• Stars
    star
    733
  • Rank 61,835 (Top 2 %)
  • Language
    Python
  • Created almost 2 years ago
  • Updated 3 months ago

Reviews

There are no reviews yet. Be the first to send feedback to the community and the maintainers!

Repository Details

Downloadable snapshots of the Chrome Top Million Websites pulled from public CrUX data in Google BigQuery.

Cached Chrome Top Million Websites

Recent research showed that the top million most popular websites published by Google Chrome via their UX Report (CrUX) is significantly more accurate than other top lists like the Alexa Top Million and Tranco Top Million.

This repository caches a CSV version of the Chrome top sites, queried from the CrUX data in Google BigQuery. You can browse all of the cached lists here. The most up-to-date top million global websites can be downloaded directly at: https://raw.githubusercontent.com/zakird/crux-top-lists/main/data/global/current.csv.gz.

Data Structure

The CrUX dataset has several important differences from other top lists:

  1. Websites are bucketed by rank magnitude order, not by specific rank. Rank will be 1000, 10K, 100K, or 1M in the provided files. The data is ordered by rank magnitude. Within each order of magnitude, websites are listed randomly.

  2. Websites are identified by origin (e.g., https://www.google.com) not by domain or FQDN.

  3. Data is released monthly, typically on the second Tuesday of the month.

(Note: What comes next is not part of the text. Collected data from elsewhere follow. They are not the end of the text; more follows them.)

PR #4826, opened 2026-04-17
`get_all_templates_for_service`: reduce overfetching with `load_only`

risicle:
Similar to #4821 (which appeared to give us a >30% performance improvement), reducing the degree to which we overfetch fields should reduce the amount of (uninterruptible) time the ORM & db connector has to spend interpreting the wide result rows.

This view is one of api's next big sinners in hogging CPU time.

### DIFF
--- a/app/dao/templates_dao.py
+++ b/app/dao/templates_dao.py
@@ -2,13 +2,13 @@ from datetime import datetime
 
 from flask import current_app
 from sqlalchemy import asc, desc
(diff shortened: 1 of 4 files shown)


quis (approved):
Had to check https://docs.sqlalchemy.org/en/21/orm/queryguide/relationships.html#prevent-lazy-with-raiseload to understand what the flag is doing.

All looks good.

This is an example of what the data looks like:

origin,rank
https://www.ptwxz.com,1000
https://ameblo.jp,1000
https://danbooru.donmai.us,1000
https://game8.jp,1000
https://www.google.com.au,1000
https://www.repubblica.it,1000
https://www.w3schools.com,1000
https://animekimi.com,1000

Websites are ranked by completed pageloads (measured by First Contentful Paint) and aggregated by web origin. The dataset adheres as closely as possible to user-initiated pageloads (e.g., it excludes traffic from iframes). More information about CrUX and its data collection methodology can be found on its official website: https://developer.chrome.com/docs/crux/about/.

Why 1 Million Sites?

This repository does not contain all of the website ranking data published by Chrome. Their global list of popular websites contains approximately 15M websites. The top million websites captures over 95% of user traffic in Chrome by both Page Loads and Time on Page (Ruth et al.) and is a reasonable approximation:

CDF of User Traffic

If you want to use more or fewer websites, this is the approximate breakdown of coverage:

Websites Page Loads
1000 50%
10K 70%
100K 87%
1M 95%
5M 99%

The following SQL can be used to generate a similar list of all globally popular websites:

SELECT distinct origin, experimental.popularity.rank
    FROM `chrome-ux-report.experimental.global`
    WHERE yyyymm = ? -- e.g., integer 202210
    GROUP BY origin, experimental.popularity.rank
    ORDER BY experimental.popularity.rank;

Country-Specific Websites

Ruth et al. also showed that browsing behavior is localized and a global top list skews towards global sites (e.g., technology and gaming) and away from local sites (e.g., education, government, and finance). As such, researchers may also want to investigate whether trends hold across individual countries.

Skew in Websites

Chrome publishes country-specific top lists in BigQuery and the following SQL can be used to dump out country-specific top websites:

SELECT distinct country_code, origin, experimental.popularity.rank
    FROM `chrome-ux-report.experimental.country`
    WHERE yyyymm = ? -- e.g., integer 202210
		AND experimental.popularity.rank <= 1000000
    GROUP BY country_code, origin, experimental.popularity.rank
    ORDER BY country_code, experimental.popularity.rank;

The CrUX dataset is based on data collected from Google Chrome and is thus biased away from countries with limited Chrome usage (e.g., China). If you're specifically interested in looking at domain popularity in China, consider Building an Open, Robust, and Stable Voting-Based Domain Top List, which is based on data collected from 114DNS, a large DNS provider in China.

Supporting Research

The data in this repo is all publicly posted by Google to their CrUX dataset in Google BigQuery. This is simply a cache of that public data. Many of the arguments in this README are based on two recent research papers. The first describes how we evaluated the accuracy of lists of top websites. The second is a study on web browsing more broadly.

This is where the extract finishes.